The expected output is a copy of every line in the records with the string "GetDefaultDataConverter".

::::

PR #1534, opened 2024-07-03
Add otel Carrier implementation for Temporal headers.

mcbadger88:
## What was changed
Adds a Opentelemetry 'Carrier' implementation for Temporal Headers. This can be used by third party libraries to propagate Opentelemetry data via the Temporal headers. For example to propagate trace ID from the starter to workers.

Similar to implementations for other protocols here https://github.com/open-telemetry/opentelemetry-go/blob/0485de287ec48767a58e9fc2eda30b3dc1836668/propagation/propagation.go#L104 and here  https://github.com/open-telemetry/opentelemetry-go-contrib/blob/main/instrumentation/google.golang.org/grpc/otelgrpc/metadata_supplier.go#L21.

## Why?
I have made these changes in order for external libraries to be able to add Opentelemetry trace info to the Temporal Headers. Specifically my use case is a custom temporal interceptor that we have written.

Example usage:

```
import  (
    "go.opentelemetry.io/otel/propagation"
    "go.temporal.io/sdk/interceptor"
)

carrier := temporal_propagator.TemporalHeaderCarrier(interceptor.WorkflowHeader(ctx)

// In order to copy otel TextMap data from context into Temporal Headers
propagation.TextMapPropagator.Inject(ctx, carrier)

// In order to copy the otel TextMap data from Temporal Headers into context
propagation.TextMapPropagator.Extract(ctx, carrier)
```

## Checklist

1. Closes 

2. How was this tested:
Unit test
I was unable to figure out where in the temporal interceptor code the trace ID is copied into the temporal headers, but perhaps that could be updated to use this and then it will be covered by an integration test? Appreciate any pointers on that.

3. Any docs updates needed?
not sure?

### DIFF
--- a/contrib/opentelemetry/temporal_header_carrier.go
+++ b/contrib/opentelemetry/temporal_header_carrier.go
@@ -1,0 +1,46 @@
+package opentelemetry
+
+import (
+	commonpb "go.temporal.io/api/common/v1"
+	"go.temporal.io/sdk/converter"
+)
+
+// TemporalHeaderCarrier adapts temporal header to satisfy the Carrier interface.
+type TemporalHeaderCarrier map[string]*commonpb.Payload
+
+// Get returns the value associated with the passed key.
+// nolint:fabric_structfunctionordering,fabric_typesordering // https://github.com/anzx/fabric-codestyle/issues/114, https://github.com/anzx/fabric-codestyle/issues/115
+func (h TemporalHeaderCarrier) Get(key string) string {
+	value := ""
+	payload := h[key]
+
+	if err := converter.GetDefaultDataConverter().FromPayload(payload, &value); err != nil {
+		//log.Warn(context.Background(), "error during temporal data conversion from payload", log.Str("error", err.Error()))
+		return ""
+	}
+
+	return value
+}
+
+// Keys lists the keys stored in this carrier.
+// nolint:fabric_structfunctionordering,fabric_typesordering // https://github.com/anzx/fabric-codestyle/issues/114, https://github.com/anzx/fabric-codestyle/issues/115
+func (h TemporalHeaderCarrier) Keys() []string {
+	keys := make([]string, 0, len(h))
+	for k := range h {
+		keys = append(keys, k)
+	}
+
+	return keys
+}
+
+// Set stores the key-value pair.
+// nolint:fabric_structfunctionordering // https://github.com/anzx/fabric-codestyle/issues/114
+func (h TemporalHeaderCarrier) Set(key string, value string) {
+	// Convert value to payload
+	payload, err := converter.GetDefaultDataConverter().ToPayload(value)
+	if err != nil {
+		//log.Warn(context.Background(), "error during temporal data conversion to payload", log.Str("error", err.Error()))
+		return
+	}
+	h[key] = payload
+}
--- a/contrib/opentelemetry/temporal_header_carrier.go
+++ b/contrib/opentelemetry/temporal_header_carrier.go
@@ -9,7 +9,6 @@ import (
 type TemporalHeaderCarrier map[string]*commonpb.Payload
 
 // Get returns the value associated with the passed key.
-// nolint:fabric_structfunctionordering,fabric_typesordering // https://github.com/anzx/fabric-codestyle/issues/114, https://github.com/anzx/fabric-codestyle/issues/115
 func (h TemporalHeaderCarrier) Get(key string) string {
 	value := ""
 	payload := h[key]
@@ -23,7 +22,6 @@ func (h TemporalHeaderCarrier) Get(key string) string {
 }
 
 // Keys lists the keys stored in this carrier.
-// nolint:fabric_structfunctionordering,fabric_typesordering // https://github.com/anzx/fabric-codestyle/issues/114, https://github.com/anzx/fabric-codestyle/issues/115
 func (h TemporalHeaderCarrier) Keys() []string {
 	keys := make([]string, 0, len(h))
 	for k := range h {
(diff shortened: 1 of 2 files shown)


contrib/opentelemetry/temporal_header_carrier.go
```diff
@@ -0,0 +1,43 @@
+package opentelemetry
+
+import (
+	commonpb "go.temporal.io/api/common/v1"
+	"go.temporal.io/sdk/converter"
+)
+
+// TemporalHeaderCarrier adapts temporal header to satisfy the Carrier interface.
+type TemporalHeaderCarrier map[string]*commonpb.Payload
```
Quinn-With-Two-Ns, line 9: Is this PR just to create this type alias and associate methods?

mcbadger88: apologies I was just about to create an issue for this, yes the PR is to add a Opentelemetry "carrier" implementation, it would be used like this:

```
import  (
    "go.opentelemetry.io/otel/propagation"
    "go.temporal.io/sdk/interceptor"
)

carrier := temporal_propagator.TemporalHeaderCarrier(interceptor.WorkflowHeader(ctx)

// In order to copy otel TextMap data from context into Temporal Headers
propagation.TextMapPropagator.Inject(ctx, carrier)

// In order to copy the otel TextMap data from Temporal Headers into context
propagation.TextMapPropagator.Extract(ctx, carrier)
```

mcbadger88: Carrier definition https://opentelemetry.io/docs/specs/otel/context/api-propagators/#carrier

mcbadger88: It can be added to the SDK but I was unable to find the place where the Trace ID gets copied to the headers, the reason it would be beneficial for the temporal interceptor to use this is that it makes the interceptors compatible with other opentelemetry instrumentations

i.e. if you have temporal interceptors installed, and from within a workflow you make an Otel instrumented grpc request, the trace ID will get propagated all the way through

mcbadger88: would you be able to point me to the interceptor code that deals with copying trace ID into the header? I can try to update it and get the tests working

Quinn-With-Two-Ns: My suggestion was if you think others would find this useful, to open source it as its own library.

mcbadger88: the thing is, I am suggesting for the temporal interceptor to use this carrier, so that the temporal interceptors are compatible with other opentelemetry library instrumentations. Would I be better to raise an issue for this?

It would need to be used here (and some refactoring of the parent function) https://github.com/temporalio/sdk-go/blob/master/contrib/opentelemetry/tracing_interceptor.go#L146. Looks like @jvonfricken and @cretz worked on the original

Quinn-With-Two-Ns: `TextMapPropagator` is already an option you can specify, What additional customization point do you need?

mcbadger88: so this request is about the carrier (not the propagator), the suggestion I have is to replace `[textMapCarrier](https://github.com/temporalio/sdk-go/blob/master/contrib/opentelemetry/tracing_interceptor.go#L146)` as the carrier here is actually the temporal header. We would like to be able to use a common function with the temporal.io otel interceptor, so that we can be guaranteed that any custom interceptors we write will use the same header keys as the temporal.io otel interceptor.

::::

- EXPECTED ANSWER -
+	if err := converter.GetDefaultDataConverter().FromPayload(payload, &value); err != nil {
+	payload, err := converter.GetDefaultDataConverter().ToPayload(value)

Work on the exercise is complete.